ACTION ITEM
The answer must consist only of the lines from the line with "one prompts us" to the line with "So that's what", both included, exactly as they stand below.

______

PR #4246, opened 2022-05-31
fix: benchmark build error

Beanow:

- [ ] Bugfix
- [ ] Feature
- [ ] Docs
- [ ] New Binding issue #___
- [ ] Code style update
- [ ] Refactor
- [x] Build-related changes
- [x] Other, please describe:

A bugfix, not in the Tauri codebase but benchmark tooling.

- [x] No

### Checklist

### Other information

The specifics are a bit over my head here, but my understanding is:

We're using compiler optimizations for the benchmarks here
https://github.com/tauri-apps/tauri/blob/0c635959162dd9e2ef70897f7792034db7e66435/tooling/bench/tests/Cargo.toml#L6-L11

The `panic=abort` one prompts us to compile the std as well https://github.com/tauri-apps/tauri/blob/0c635959162dd9e2ef70897f7792034db7e66435/.github/workflows/bench.yml#L106

And it seems there's a known issue with `-Z build-std` and the LTO we've enabled:
https://github.com/rust-lang/rust/issues/96486

The workaround for which seems to be copying a profile from `rust-lang/rust` to our own `Cargo.toml`:
https://github.com/rust-lang/cargo/issues/10118#issuecomment-1006000210

So that's what I've done here, and it seems to work in a local Docker container test as well as GH actions on my fork:
https://github.com/Beanow/tauri/runs/6671511937?check_suite_focus=true

### DIFF
--- a/tooling/bench/tests/Cargo.toml
+++ b/tooling/bench/tests/Cargo.toml
@@ -9,3 +9,27 @@ codegen-units = 1
 lto = true
 incremental = false
 opt-level = "s"
+
+# See https://github.com/rust-lang/cargo/issues/10118#issuecomment-1006000210
+# And https://github.com/rust-lang/rust/issues/96486
+[profile.release.package.compiler_builtins]
+# The compiler-builtins crate cannot reference libcore, and it's own CI will
+# verify that this is the case. This requires, however, that the crate is built
+# without overflow checks and debug assertions. Forcefully disable debug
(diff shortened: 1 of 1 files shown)


lucasfernog (approved):
Wow I was trying to fix it but couldn't find this patch, thank you!

lemarier:
Bravo!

______

SOLUTION
The `panic=abort` one prompts us to compile the std as well https://github.com/tauri-apps/tauri/blob/0c635959162dd9e2ef70897f7792034db7e66435/.github/workflows/bench.yml#L106

And it seems there's a known issue with `-Z build-std` and the LTO we've enabled:
https://github.com/rust-lang/rust/issues/96486

The workaround for which seems to be copying a profile from `rust-lang/rust` to our own `Cargo.toml`:
https://github.com/rust-lang/cargo/issues/10118#issuecomment-1006000210

So that's what I've done here, and it seems to work in a local Docker container test as well as GH actions on my fork:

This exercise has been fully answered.